Pharmacokinetic parameters after multiple subcutaneous dosing of Orgalutran (once daily injection) were similar to those after a single subcutaneous dose. After repeated dosing 0.25 mg/day steady state levels of approximately 0.6 ng/ml were reached within 2 to 3 days.
Pharmacokinetic analysis indicates an inverse relationship between body weight and serum concentrations of Orgalutran.
Metabolite profile: The major circulating component in plasma is ganirelix. Ganirelix is also the main compound found in urine. Feces only contain metabolites. The metabolites are small peptide fragments formed by enzymatic hydrolysis of ganirelix at restricted sites.

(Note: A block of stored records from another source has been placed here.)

Issue #6273, opened 2023-07-11
Use same z-indexes for floating components in mantine and blueprint


IrakliJani:
### Description

we have a lot of bugs because of mantine's and blueprint's floating elements use different z-indexes

spend timeboxed amount to find out if it's easy to make them use same zIndex space

IrakliJani:
mantine z-index:
https://github.com/mantinedev/mantine/blob/d03cb692eedd7e525275bdedcc9b077b141f0b78/src/mantine-styles/src/theme/utils/get-default-z-index/get-default-z-index.ts#L9

IrakliJani:
blueprint z-index:
https://github.com/palantir/blueprint/blob/bfbf04ee89fdc60989bd6eac5d2204d8325e4850/packages/core/src/common/_variables.scss#L79-L83

PR #6385, opened 2023-07-18
chore: mantine and blueprint z indices

IrakliJani:
Closes: #6273

### Description:

- alters blueprint-core.css with new z-indexes that is aligned with mantine
- clones blueprint-popover2.css
- alters blueprint-popover2.css with new z-indexes
- cleans up mantine z-index patches

tested:
- homepage / content pages / action modals and menus
- settings + project settings
- dashboards with modals and menus + dashboard filters
- explore:
  - all chart configs
  - custom filters
  - filters
  - sorting
  - limits
  - export csv
  - table / viz context menus and underlying data + etc..

### DIFF
--- a/packages/frontend/src/components/Explorer/CustomMetricModal/index.tsx
+++ b/packages/frontend/src/components/Explorer/CustomMetricModal/index.tsx
@@ -184,7 +184,6 @@ export const CustomMetricModal = () => {
     return item ? (
         <Modal
             size="xl"
-            zIndex={15}
             onClick={(e) => e.stopPropagation()}
             opened={isOpen}
             onClose={() => toggleModal(undefined)}
--- a/packages/frontend/src/components/NavBar/GlobalSearch/SearchIcon.tsx
+++ b/packages/frontend/src/components/NavBar/GlobalSearch/SearchIcon.tsx
@@ -67,7 +67,6 @@ export const SearchIconWithIndicator: FC<{
                 multiline: true,
                 offset: -2,
                 position: 'bottom',
-                zIndex: 201,
             }}
             tooltipLabel={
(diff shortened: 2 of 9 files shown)


magnew (approved):
Nice work. I checked this out and tested it by putting mantine components in blueprint modals, then by putting blueprint components in mantine modals. I couldn't find any issues, but that doesn't mean there aren't any.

The metabolite profile of Orgalutran in humans was similar to that found in animals.
Toxicology: Preclinical safety data: Preclinical data reveal no special hazard for humans based on safety pharmacology, repeated dose toxicity and genotoxicity.
Reproduction studies carried out with ganirelix at doses of 0.1 to 10 μg/kg/day subcutaneously in the rat and 0.1 to 50 μg/kg/day subcutaneously in the rabbit showed increased litter resorption in the highest dose groups. No teratogenic effects were observed.